**** DATA ****
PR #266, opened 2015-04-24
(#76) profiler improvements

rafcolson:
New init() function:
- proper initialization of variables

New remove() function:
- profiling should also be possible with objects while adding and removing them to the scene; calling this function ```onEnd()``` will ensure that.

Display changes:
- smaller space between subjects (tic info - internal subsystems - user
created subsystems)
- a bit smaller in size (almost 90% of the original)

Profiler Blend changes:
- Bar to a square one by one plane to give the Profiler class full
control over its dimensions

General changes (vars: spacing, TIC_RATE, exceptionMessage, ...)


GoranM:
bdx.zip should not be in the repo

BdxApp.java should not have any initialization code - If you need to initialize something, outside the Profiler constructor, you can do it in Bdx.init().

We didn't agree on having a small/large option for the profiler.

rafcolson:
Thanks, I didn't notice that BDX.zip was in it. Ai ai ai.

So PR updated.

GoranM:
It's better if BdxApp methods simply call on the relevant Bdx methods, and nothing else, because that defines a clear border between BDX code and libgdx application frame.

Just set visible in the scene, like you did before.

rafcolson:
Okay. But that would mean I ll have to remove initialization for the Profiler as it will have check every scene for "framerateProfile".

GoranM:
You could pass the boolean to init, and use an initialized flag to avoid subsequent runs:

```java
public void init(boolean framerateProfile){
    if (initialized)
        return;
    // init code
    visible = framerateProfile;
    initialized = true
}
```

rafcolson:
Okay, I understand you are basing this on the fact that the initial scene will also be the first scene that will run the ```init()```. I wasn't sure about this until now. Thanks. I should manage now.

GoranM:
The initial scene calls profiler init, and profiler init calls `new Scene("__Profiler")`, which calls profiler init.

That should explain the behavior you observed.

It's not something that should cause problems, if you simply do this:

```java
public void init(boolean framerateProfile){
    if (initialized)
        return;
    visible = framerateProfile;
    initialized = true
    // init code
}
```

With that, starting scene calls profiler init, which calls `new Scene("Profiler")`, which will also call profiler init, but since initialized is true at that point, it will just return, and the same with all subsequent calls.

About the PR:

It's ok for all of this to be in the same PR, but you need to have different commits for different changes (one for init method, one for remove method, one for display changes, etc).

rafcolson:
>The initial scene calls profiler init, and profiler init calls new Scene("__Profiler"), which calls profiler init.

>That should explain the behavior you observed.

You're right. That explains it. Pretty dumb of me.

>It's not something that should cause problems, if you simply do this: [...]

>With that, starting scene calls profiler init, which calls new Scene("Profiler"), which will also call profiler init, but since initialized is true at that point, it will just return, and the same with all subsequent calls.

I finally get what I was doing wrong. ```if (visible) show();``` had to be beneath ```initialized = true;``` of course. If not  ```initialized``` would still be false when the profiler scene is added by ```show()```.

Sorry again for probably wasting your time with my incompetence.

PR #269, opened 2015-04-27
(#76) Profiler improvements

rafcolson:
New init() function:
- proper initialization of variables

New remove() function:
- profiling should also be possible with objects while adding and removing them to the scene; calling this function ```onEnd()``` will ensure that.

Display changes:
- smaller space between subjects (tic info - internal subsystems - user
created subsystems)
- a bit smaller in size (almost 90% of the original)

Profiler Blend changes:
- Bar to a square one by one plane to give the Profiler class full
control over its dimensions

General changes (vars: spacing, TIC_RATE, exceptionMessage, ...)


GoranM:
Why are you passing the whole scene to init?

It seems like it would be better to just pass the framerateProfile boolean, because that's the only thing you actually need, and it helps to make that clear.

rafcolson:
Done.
****
- THE TASK: From the listing above, give the number of lines in which the word "because" occurs, and nothing else.

- EXERCISE OUTPUT: 2